* _What the exercise asks_:
Determine how many lines of the entries include the word "trigger", and report that number with no further text.
◇ ◇ ◇ ◇ ◇ ◇ ◇
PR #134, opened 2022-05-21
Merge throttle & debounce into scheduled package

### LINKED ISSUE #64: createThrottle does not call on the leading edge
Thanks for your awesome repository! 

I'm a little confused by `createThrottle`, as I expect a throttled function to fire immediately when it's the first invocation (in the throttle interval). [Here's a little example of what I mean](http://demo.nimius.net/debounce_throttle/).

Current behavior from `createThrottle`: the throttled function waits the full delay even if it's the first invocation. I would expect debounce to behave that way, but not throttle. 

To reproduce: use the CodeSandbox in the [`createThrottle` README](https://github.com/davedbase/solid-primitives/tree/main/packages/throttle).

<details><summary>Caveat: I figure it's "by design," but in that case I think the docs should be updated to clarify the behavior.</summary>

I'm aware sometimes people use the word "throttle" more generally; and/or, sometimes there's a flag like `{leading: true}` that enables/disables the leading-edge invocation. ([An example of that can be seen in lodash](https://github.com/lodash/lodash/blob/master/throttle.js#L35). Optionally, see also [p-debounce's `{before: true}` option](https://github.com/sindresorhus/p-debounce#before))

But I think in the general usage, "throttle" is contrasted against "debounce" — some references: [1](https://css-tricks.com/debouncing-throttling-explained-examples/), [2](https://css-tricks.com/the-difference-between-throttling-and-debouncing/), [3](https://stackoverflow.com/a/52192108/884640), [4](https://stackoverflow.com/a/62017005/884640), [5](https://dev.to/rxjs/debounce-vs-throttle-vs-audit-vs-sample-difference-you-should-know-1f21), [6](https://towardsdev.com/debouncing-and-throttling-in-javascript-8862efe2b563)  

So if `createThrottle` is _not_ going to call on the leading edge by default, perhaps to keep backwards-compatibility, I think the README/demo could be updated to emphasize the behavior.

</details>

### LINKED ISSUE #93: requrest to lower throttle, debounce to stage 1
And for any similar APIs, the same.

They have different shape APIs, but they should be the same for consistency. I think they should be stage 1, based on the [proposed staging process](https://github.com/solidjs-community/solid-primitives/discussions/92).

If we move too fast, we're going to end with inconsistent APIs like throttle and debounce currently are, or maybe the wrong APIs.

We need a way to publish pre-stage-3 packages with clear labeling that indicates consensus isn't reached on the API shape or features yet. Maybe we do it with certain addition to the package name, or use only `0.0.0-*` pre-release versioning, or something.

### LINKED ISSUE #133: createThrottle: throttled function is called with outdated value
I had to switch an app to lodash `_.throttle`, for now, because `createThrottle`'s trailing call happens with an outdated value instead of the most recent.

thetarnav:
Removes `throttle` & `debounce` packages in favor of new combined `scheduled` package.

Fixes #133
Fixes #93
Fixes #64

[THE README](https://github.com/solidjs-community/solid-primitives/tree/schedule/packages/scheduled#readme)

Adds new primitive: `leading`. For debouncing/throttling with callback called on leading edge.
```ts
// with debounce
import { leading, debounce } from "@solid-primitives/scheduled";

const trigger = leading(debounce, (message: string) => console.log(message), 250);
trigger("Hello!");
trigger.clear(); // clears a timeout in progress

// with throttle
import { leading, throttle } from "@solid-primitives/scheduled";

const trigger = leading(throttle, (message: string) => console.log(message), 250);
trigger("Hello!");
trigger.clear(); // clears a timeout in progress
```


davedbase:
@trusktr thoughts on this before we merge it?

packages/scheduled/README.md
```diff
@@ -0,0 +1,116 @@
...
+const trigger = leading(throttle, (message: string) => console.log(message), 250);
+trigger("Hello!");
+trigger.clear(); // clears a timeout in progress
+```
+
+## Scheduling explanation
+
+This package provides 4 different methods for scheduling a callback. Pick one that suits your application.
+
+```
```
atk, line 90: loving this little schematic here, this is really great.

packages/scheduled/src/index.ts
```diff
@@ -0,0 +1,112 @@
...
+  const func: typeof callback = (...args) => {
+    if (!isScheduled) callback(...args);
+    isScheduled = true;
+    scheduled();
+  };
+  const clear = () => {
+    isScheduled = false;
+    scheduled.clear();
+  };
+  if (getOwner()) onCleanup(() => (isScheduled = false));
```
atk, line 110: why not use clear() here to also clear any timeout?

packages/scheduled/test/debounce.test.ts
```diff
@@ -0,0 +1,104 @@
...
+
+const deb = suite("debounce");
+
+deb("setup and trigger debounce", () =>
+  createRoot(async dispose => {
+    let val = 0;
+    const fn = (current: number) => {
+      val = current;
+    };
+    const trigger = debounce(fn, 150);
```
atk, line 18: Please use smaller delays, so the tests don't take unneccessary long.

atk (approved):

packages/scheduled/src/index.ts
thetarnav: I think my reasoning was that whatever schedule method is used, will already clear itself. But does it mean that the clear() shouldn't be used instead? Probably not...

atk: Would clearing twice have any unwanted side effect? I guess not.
◇ ◇ ◇ ◇ ◇ ◇ ◇
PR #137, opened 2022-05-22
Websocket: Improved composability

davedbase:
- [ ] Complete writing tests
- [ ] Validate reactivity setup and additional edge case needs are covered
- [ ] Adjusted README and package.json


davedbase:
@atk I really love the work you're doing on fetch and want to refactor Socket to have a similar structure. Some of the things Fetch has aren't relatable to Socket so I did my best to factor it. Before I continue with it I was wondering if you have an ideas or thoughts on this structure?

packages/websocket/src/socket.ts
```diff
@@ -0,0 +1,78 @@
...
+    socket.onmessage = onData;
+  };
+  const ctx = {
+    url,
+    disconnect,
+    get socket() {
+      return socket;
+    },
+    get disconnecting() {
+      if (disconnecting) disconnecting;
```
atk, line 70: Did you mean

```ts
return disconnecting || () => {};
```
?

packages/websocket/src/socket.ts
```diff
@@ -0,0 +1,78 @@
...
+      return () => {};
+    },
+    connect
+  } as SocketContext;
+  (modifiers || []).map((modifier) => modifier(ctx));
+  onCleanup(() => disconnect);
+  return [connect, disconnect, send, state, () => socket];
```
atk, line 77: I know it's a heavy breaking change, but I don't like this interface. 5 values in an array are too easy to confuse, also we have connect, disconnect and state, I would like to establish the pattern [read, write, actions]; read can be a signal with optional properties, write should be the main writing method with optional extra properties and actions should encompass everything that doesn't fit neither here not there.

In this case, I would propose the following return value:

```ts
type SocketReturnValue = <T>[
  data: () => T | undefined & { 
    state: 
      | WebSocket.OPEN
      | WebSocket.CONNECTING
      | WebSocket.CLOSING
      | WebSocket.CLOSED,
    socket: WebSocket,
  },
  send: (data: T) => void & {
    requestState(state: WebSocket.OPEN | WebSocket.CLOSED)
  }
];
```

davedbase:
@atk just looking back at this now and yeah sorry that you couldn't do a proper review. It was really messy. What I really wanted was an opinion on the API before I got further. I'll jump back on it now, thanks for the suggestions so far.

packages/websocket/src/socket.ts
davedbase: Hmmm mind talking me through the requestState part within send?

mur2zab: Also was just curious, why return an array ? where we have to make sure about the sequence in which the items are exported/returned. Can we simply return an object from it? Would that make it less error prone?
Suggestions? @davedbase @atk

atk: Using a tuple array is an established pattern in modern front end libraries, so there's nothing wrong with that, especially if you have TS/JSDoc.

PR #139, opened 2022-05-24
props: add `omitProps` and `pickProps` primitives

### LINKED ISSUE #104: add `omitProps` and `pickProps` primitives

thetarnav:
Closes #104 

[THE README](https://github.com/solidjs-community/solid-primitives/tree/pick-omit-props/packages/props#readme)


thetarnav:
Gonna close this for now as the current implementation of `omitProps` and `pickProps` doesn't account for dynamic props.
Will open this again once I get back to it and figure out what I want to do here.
◇ ◇ ◇ ◇ ◇ ◇ ◇
* _Solved exercise_:
11